Elegance in Programming

In the latest Pharo release (Pharo 5.0) there’s an optional library/plugin called StateSpec.  This is the author’s description:

StateSpec is an object state specification framework. It describes particular object states by first class specifications. For example, there are SpecOfCollectionItem, SpecOfObjectClass and SpecOfObjectSuperclass. They can match and validate given objects. In case when an object doesn’t satisfy a defined specification you will get a failure with detailed information about the state problem.

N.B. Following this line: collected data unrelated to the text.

PR #437, opened 2015-01-04
French Translation

nwies:
First French Translation.
I manage to translate everything.


Jaex:
So you don't wanna talk in messenger?

PR #451, opened 2015-01-11
Simplified Chinese（zh-cn） upload

jiajiechan:
Simplified Chinese（zh-cn） upload

### DIFF
--- a/ShareX.HelpersLib/Colors/ColorPickerForm.zh-CN.resx
+++ b/ShareX.HelpersLib/Colors/ColorPickerForm.zh-CN.resx
@@ -1,0 +1,170 @@
+<root>
+  <!-- 
+    Microsoft ResX Schema 
+    
+    Version 2.0
+    
+    The primary goals of this format is to allow a simple XML format 
+    that is mostly human readable. The generation and parsing of the 
+    various data types are done through the TypeConverter classes 
+    associated with the data types.
+    
+    Example:
+    
+    ... ado.net/XML headers & schema ...
+    <resheader name="resmimetype">text/microsoft-resx</resheader>
+    <resheader name="version">2.0</resheader>
+    <resheader name="reader">System.Resources.ResXResourceReader, System.Windows.Forms, ...</resheader>
+    <resheader name="writer">System.Resources.ResXResourceWriter, System.Windows.Forms, ...</resheader>
+    <data name="Name1"><value>this is my long string</value><comment>this is a comment</comment></data>
+    <data name="Color1" type="System.Drawing.Color, System.Drawing">Blue</data>
+    <data name="Bitmap1" mimetype="application/x-microsoft.net.object.binary.base64">
+        <value>[base64 mime encoded serialized .NET Framework object]</value>
+    </data>
+    <data name="Icon1" type="System.Drawing.Icon, System.Drawing" mimetype="application/x-microsoft.net.object.bytearray.base64">
+        <value>[base64 mime encoded string representing a byte array form of the .NET Framework object]</value>
+        <comment>This is a comment</comment>
+    </data>
+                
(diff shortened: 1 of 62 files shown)


Jaex:
Thanks for translation! Can you contact me from Google Talk (Hangouts) like using Gmail web messenger. Because for testings (incase I need to resize few controls etc.) and be able to reach you when I need new translations gonna need communication :)

jiajiechan:
Hi, How do I get to test software to debug language?

Jaex:
https://github.com/ShareX/ShareX/blob/master/ShareX/Enums.cs#L31

and

https://github.com/ShareX/ShareX/blob/master/ShareX/LanguageHelper.cs#L48

Jaex:
So how do I ask questions without messenger.

Jaex:
Hello?

jiajiechan:
Hello, how do you need me?

Jaex:
For ask questions like what I need to write to:



and for check is any control need to be resized to fit your language.

Also everytime before releasing I must contact you for you to update translations.

So, a way to contact is required.

jiajiechan:
简体中文（ZH-CN）

my email m@jjc.im

jiajiechan:
OK, I understand what you say, these two places have been changed.

Jaex:
Would this be okey: 简体中文 (Simplified Chinese)
Because using country code not fits with other languages there because I didn't used code for others.

jiajiechan:
Should be ZH-CN，Because there are many Chinese are also divided into many countries and regions，I saw REXS also use zh-cn。

jiajiechan:
You also possible that

Jaex:
here shows Simplified Chinese too.

jiajiechan:
Is that, Simplified Chinese has also been applied to many countries, such as Singapore, Malaysia, etc., used in each country are different Simplified Chinese, zh-cn Simplified Chinese version refers to the Chinese mainland with.

jiajiechan:
prc refers to the Chinese domestic (excluding Hong Kong and Taiwan)

Jaex:
Problem is many people won't know what is zh-cn means. Am I wrong?

jiajiechan:
You can also use the "Simplified Chinese", not much problem, several simplified Chinese language is only part of the syntax is slightly different.

jiajiechan:
There is no problem using the Simplified Chinese

Jaex:
I wonder how much similar zh-CN to zh-SG. If very similar then wouldn't be better use "zh-CHS" so if someone using Chinese Simplified Singapore in his Windows then ShareX will use that language automatically because zh-CHS is parent of both zh-CN and zh-SG ?

jiajiechan:
yes

Jaex:
Then I'm gonna rename zh-CN files to zh-CHS.

jiajiechan:
In fact, I feel no need to share so meticulous, and looked the other software such as photoshop, windows, basically only into Simplified Chinese (zh-cn), Traditional Chinese (zh-tw), Traditional Chinese (zh-hk), other such as Simplified Chinese (Singapore) no one to translate, because they are elected Simplified Chinese (zh-cn) you can see to understand.

Jaex:
Are you know how to use Visual Studio? If so you can test your language now. Otherwise I can compile and upload setup file for you.

Jaex:
History form not opens because "历史:{}0" it should be {0}
fixed it now. Is there a possibility you used {0} {1} things wrong? Because it will crash ShareX.

jiajiechan:
I will not Visual Studio, or you compile good to me, {0} I will fix this problem later.

Jaex:
I already fixed it and gave link to setup which includes your language, so you can test it.

jiajiechan:
Because not previously used github, now know how to update the upstream.

Issue #356, opened 2014-11-02
hubiC Support


ThePierrezou:
Hello,
Can you add a support for hubiC please.
It's a file hoster with 25 GO free :)
( i don't know but i think it can be help you : https://api.hubic.com/ )
Thanks 
ThePierrezou

Fatih54102:
+1

Jaex:
Added by @Kouga-

R0GGER:
Can not find Hubic in Destinations...
screenshot: http://imgurl.nl/2l

McoreD:
@R0GGER reasoning is explained here https://github.com/ShareX/ShareX/pull/452

PR #452, opened 2015-01-12
Add Hubic.com file uploader support

Kouga-:
requested in #356


Kouga-:
requested in #356

Jaex:
Thanks, good work :)

Jaex:
I wonder why you used WebClient. Because none of the uploaders using WebClient in ShareX and have built in methods for sending request which handles progress reporting and other stuff.

Jaex:
Now I tried uploading to folder and it works fine :) But only have one problem that images don't show thumbnail and have no preview. So I will check it now.

Jaex:
Unfortunately I can't find how to show thumbnail and support image preview like normal sharing.

Also I noticed that I can't set root folder to upload.

Jaex:
I wish you checked OneDrive as example folder listing :D Because it allows to select root folder too:

Jaex:
So are you planning to make "Root folder" selectable some how?

Jaex:
I noticed big problem, OAuthInfo don't contains refresh token and it expires. So people need to re auth everytime because it can't refresh itself. So it is completely unusable currently.

Jaex:
Then I need to disable this uploader before release because I can't release broken uploader.

neico:
@Jaex Makes me wonder why you didn't fix the code up instead of just "disabling" it.

Especially after such a long timeframe where it's still not up there...

Issue #436, opened 2015-01-04
@ character appears to be improperly percent encoded when URL is given to clipboard


irandms401:
Uploading a file through (maybe just through FTP?) appears to cause an issue if the filename has an @ in it somehow.

example: uploading a file named "@.png" gives the following URL:

http://blah blah blah/%2540.png

@ percent encoded is %40, and % percent encoded is %25. 
It seems like the percent sign in %40 is getting encoded.
This looks like it happens every single time @ appears, as so:

Link given to my clipboard after upload: http://irandms.noip.me/~irandms/sharex/2015/01/03_19-01-32_CUsersirandmsDocuments%2540_test__test_%2540_test_.png

Actual link: http://irandms.noip.me/~irandms/sharex/2015/01/03_19-01-32_CUsersirandmsDocuments@_test__test_@_test_.png

EDIT: this appears for way more than just @, it pretty much looks like it affects anything that gets percent encoded.

example: file named "! @ # $ % ^ & ( ) [ ] ; ' . , .txt" is put in clipboard as:

http://irandms.noip.me/~irandms/sharex/2015/01/!%20%2540%20%2523%20%2524%20%20%20%2526%20(%20)%20%5B%20%5D%20%253B%20'%20%20.%20%252C%20.txt

instead of the actual URL:

http://irandms.noip.me/~irandms/sharex/2015/01/!%20@%20%23%20$%20%20%20&%20%28%20%29%20%5B%20%5D%20%3b%20%27%20%20.%20,%20.txt

Apologies if this has been reported before, didn't see it in search. Can give more details if needed as well.

Jaex:
@SolidX is your changes caused this issue too :( ?

SolidX:
@Jaex I'll check it out as soon as I get a chance. :+1:

Jaex:
Thanks :)

SolidX:
@Jaex looks like this is still an issue after #431 was merged in.

PR #453, opened 2015-01-12
Fix issue #436

Kouga-:
Fix issue #436 

This return statement was double encoding filename hence the extra encoding on the "%" sign in the URL in clipboard.

return Uri.EscapeUriString(httpHomeUri.Uri.ToString());


Jaex:
@SolidX was added that code in #371
So pull requests when fixing one thing in the other hand breaking other things :(
So I dunno which pull request is correct.

Kouga-:
Hmm....@SolidX is right, I'll see if there is another way to fix it.

Kouga-:
That last commit should fix both #436 and #371.

Jaex:
Thanks

PR #458, opened 2015-01-15
zh-cn change

jiajiechan:
zh-cn change


Jaex:
I think I should write more english thing there instead "ZH-CN"? Maybe Simplified Chinese?

PR #459, opened 2015-01-15
add zh-cn language

jiajiechan:
add zh-cn language


Jaex:
It was not case SupportedLanguage.French :P But no problem I can fix it. I was just asked what should I use as chinese word for that menu.

PR #465, opened 2015-01-16
Simplified Chinese (zh-cn) update

jiajiechan:
Simplified Chinese (zh-cn) update
-Corrected translation appeared in the space problem
-Fixed some translation does not comply with the actual


Jaex:
Because you not pulled from upstream first it is not automatically merge able anymore :(
Probably because I already fixed {}0 problem.

Jaex:
Nevermind I managed to merge with git commands. Still for future you should pull from upstream like this:
http://stackoverflow.com/a/15943715/264877

PR #467, opened 2015-01-16
Updated Simplified Chinese

jiajiechan:
-Add six local translation

### DIFF
--- a/ShareX.UploadersLib/Forms/UploadersConfigForm.zh-CN.resx
+++ b/ShareX.UploadersLib/Forms/UploadersConfigForm.zh-CN.resx
@@ -1,3 +1,4 @@
+﻿<?xml version="1.0" encoding="utf-8"?>
 <root>
   <!-- 
     Microsoft ResX Schema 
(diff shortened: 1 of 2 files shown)


jiajiechan:
hi, Jaex.
-I found a few places in the sharex missing translation items.
-Also troublesome Jaex compiled about the latest sharex test program to test me Simplified Chinese language.

thanks.

Jaex:
Those texts are custom hotkey descriptions. When you can write your own description there how am I supposed to make them translatable? But why it is Turkish in your ShareX instead English I'm not sure.
Didn't understood your second question.

Jaex:
By default descriptions empty which using hotkey description and it works fine with translation. When I change language those descriptions changing too.

jiajiechan:
I want to get sharex test, test the last update in Chinese

Jaex:
resx files can't work without compile so without Visual Studio you can't make it work :(
By the way I figured why that hotkey descriptions stuck in one language and fixing it now. So description when empty it can use current language hotkey info.

Jaex:
Alright fixed hotkey description problem:

So if hotkey description is empty (emtpy by default) then it will show language based text :)

Jaex:
Latest beta: https://dl.dropboxusercontent.com/u/14076298/ShareX/2015/01/ShareX-9.6.0-setup.exe
You must edit descriptions of hotkeys to be empty. It is by default empty now but because you using your config it won't be empty for you.

PR #469, opened 2015-01-17
Create Resources.pt.resx

tiagodj7:
Translation into Portuguese


Jaex:
Hi, can you please pull request all resx files together instead one by one? Because otherwise you need to do around 60 pull request.

PR #500, opened 2024-06-26
Remove polyfill.io reference

rowanmanning:
Boring and know it's not a risk but let's clean up.


joelcarr (approved):
Agreed. As this is a docs change - no need to release a new version as far as I can tell. Do you agree?

PR #886, opened 2019-03-06
Use Java.type to access Java classes

plata:
see [Graal JavaScript to Java interoperability](https://github.com/graalvm/graaljs/blob/master/docs/user/JavaInterop.md)


plata:
That's a different topic. This PR doesn't really change anything. It only ensures that what we have currently works with Nashorn and Graal.

madoar:
Oh, I thought the filesystem module was usable with nashorn... 
Sorry about that

plata:
Now I'm confused.

madoar:
You don't need to be. I thought nashorn would support the filesystem module of JS, but this isn't the case because it doesn't seem to support the `require` command. Therefore my whole point is moot.

If we could use the filesystem module it would be the more clean solution with regards to https://github.com/PhoenicisOrg/phoenicis/issues/1630.

plata:
Understood.

PR #887, opened 2019-03-06
Secure Wine.regedit().patch()

plata:
If `patch()` is called from Javascript, the `patchContent` will normally be a simple string, i.e. the `getClass` method does not exist.


madoar:
By simple string you mean a JS string, right? In this case you should do comparison against "string" and not against `undefined`, right?

plata:
I'm testing if the function exists not if it's a string.

madoar:
function? Isn't `patchContent` either a string or a `byte[]`?

plata:
The check is
```Javascript
typeof patchContent.getClass
```
not
```
typeof patchContent
```

madoar:
Yes, but I don't understand why? An `undefined` check is normally used to check whether a parameter has been passed at all. A mixture between JavaScript `typeof` and Java `getClass` seems strange to me.

plata:
It verifies that the `getClass` function exists in `patchContent`. If it doesn't (e.g. because `patchContent` is a string), the code crashes (in Graal). In my opinion this is much better than checking if `patchContent` is a string because that's only an indirect proof (so it could be that it's not a string but still doesn't have a `getClass` function).

madoar:
My issue with your check is, that I expect it to lead to strange results if either no parameter is passed to the method, i.e. `patch()` is called, or if any kind of JavaScript object is directly passed, which shouldn't provide a `getClass` method.

plata:
Of course, if you pass completely invalid (or no) input, the function will not do anything useful. However, that's true for each and every function we have in Javascript. It's simply not statically typed. So the only thing this check does is to distinguish between two **valid** input types (even though I'm not sure if the byte[] part is used anywhere at all). Or do you think we should change all functions to first verify the input types?

madoar:
Hmmm, it seems like I read the method wrong. We're only accepting Java `byte[]` objects it seems.
But because a user could accidentally provide a JS object instead of a Java one we require the mentioned additional check.

plata:
With this PR, the graal engine settings issue is fixed so if you want to test the graalvm branch, feel free.

Issue #894, opened 2019-03-13
Request: Add OPSU!


Kreyren:
Requsting OPSU! to be added as alternative for OSU! (https://github.com/PhoenicisOrg/scripts/pull/840)

OPSU! is FOSS OSU!

Relevant: https://lutris.net/games/install/4903/view

Was reported to have issues with log-in

PR #897, opened 2019-03-14
Games/OPSU : Initial Commit

Kreyren:
Fixes : https://github.com/PhoenicisOrg/scripts/issues/894

HELP WANTED

Requires sanity check

### DIFF
--- a/Applications/Games/opsu/Online/script.js
+++ b/Applications/Games/opsu/Online/script.js
@@ -1,0 +1,20 @@
+include("engines.wine.quick_script.online_installer_script");
+
+var installerImplementation = {
+    run: function () {
+        new OnlineInstallerScript()
+            .name("osu!")
+            .editor("Jeffrey itdelatrisu Han")
+            .applicationHomepage("https://github.com/itdelatrisu/opsu")
+            .author("Kreyren")
+            .category("Games")
+            .executable("opsu-0.16.1.jar")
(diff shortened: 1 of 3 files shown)


ImperatorS79:
opsu! can run natively on linux, according do the homepage, so I will close this.

Kreyren:
> opsu! can run natively on linux, according do the homepage, so I will close this.

How is it relevant?

ImperatorS79:
Why would you want to do a wine script, for a .jar games that you can run natively on linux directly ?
You do not need wine in this case.

Kreyren:
@ImperatorS79 No need to use wine.

Since you need to download dependencies for lots of games that runs natively on linux -> Phoenicis can handle that better expecially when those games doesn't work on deps provided by distro like opsu on fedora that outputs:
```
OpenJDK 64-Bit Server VM warning: You have loaded library /home/jamespark/Games/osu/Natives/liblwjgl.so which might have disabled stack guard. The VM will try to fix the stack guard now.
It's highly recommended that you fix the library with 'execstack -c <libfile>', or link it with '-z noexecstack'.
```

Or other games that needs older version of deps that user don't neccesary want to install.

+ it would expand phoenici's usecase since games would be one click with required deps or methods like decising if you want to play windows version of OSU using WINE or native, etc..

Curent is that if you want to install a game -> you need to debug it.

PR #916, opened 2019-04-23
Games/Steam: Update wine

Kreyren:
Forcing latest staging since it's using 4.0 by default.

### DIFF
--- a/Applications/Games/Steam/Online/script.js
+++ b/Applications/Games/Steam/Online/script.js
@@ -10,6 +10,8 @@ var installerImplementation = {
             .url("https://steamcdn-a.akamaihd.net/client/installer/SteamSetup.exe")
             .checksum("4b1b85ec2499a4ce07c89609b256923a4fc479e5")
             .category("Games")
+            .wineDistribution("staging")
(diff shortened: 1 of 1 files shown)


Kreyren:
Results in
image

plata:
What's the purpose of this change?

Kreyren:
@plata Update wine for steam script assuming that it's using WINE 4.0.

plata:
I see that but why? In general, upstream should be preferred to staging.

Kreyren:
@plata

>  In general, upstream should be preferred to staging.

Based on what? Making something work on upstream is usually a miracle..

qparis:
> @plata
> 
> > In general, upstream should be preferred to staging.
> 
> Based on what? Making something work on upstream is usually a miracle..

Based on what? You should be more careful before claiming such assumptions. Wine is a perfectly stable software, and I agree with @plata. Staging is experimental and should be avoided when stable releases work.

Kreyren:
@qparis thats why i said usually a miracle.. fair enough then, closing.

                spec matches: anObject.

               spec validate: anObject. “it returns validation result which can be success or particular failure” 

To easily create specifications and validate objects by them StateSpec provides two kinds of DSL: ‘should’ expressions and ‘word’ classes.

The first allows you to write “assertions”:

                1 should be: 2

                1 should equal: 10

The second allows you to instantiate specs by natural readable words:

                Kind of: Number

                Instance of: String

                Equal to: ‘test’

Oddly, the way that the words DSL works is very reminiscent of how FORTH works, ‘WORDS’ are the main structure in FORTH, they act as both objects and messages (although, since ‘message’ is an object, in a certain sense a message is simply an arbitrary object without content – in FORTH, ‘WORDS’ may or may not have content).

In any case, I was looking at the source, to see how difficult it would be to implement in Eclipse with EMF (EMF to write the DSL’s, since it includes the two DSL’s).   A method called specComposer in an abstract class specObjectState applies the spec to the particular type of object the subclass deals with, which can be in Smalltalk, either of the DSL’s, or a mixture of any of the three.  As a result, the specComposer has to be pretty generic (the subclasses include specCollection, specCollectionItem, etc.).  The following is the code to handle NOT in any expression:


^ self copy



The code for the invert and denial messages implementations look like this:


denial := denial not.

self invertChildren


denial: aBoolean

denial == aBoolean

ifTrue: [ ^ self ].

self invert

invertChildren is an abstract method that needs to be implemented, since it will be different depending on the object type.  This is the implementation in the subclass SpecOfBlockState:


super invertChildren.

requiredFailure invert

That for me is what elegance in programming looks like.  Everything is as simple as possible (but not simpler), it’s properly composed (and decomposed).  NOT a 1200-line script dumped into whatever language structure is available.